Task instructions
Scan the data. Collect each line that contains the word "anymore".

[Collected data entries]
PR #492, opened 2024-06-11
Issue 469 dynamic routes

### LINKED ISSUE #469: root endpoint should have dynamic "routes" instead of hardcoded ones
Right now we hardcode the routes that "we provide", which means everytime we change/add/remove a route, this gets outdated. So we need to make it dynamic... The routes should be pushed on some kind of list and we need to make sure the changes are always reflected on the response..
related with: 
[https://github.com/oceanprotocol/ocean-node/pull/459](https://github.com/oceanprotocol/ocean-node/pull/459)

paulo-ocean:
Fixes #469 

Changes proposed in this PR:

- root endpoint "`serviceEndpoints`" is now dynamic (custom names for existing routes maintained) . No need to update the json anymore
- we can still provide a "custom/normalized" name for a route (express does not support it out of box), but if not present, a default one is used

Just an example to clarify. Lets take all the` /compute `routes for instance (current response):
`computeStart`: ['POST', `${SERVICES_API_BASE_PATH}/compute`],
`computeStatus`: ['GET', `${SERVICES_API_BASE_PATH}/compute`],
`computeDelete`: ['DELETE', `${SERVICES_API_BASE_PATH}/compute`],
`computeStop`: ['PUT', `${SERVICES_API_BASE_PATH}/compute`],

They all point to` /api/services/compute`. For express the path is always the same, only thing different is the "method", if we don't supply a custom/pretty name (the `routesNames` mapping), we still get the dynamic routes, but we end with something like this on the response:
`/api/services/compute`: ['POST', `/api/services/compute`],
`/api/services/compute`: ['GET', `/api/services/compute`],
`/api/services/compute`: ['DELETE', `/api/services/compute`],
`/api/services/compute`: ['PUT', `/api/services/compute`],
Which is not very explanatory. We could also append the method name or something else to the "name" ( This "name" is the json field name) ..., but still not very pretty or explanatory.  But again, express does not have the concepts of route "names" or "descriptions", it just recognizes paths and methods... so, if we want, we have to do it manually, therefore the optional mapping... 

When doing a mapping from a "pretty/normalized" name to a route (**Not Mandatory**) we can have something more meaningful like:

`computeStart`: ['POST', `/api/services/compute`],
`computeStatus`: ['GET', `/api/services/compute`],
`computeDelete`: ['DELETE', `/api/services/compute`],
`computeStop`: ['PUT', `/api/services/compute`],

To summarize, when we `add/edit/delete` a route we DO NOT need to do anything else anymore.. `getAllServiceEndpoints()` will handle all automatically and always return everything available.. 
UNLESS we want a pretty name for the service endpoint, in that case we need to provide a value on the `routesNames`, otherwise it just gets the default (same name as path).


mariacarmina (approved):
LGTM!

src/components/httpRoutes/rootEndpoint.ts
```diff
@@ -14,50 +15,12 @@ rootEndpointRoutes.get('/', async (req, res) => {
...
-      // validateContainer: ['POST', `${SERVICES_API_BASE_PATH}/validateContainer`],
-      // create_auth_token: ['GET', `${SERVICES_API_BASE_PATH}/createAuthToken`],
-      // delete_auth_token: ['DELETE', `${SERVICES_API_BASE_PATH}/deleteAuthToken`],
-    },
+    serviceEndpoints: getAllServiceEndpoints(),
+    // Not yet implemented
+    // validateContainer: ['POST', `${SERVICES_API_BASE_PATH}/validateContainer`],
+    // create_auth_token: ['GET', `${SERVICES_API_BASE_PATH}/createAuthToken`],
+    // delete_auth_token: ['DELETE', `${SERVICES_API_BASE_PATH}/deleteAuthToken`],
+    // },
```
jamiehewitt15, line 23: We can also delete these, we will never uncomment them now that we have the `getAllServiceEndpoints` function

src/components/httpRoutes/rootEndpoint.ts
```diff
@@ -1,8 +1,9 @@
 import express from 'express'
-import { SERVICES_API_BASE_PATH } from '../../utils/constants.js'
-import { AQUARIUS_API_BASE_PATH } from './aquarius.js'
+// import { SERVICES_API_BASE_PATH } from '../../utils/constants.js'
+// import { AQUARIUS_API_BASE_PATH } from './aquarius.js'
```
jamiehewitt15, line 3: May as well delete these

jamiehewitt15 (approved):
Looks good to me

Reply
- root endpoint "`serviceEndpoints`" is now dynamic (custom names for existing routes maintained) . No need to update the json anymore
To summarize, when we `add/edit/delete` a route we DO NOT need to do anything else anymore.. `getAllServiceEndpoints()` will handle all automatically and always return everything available.. 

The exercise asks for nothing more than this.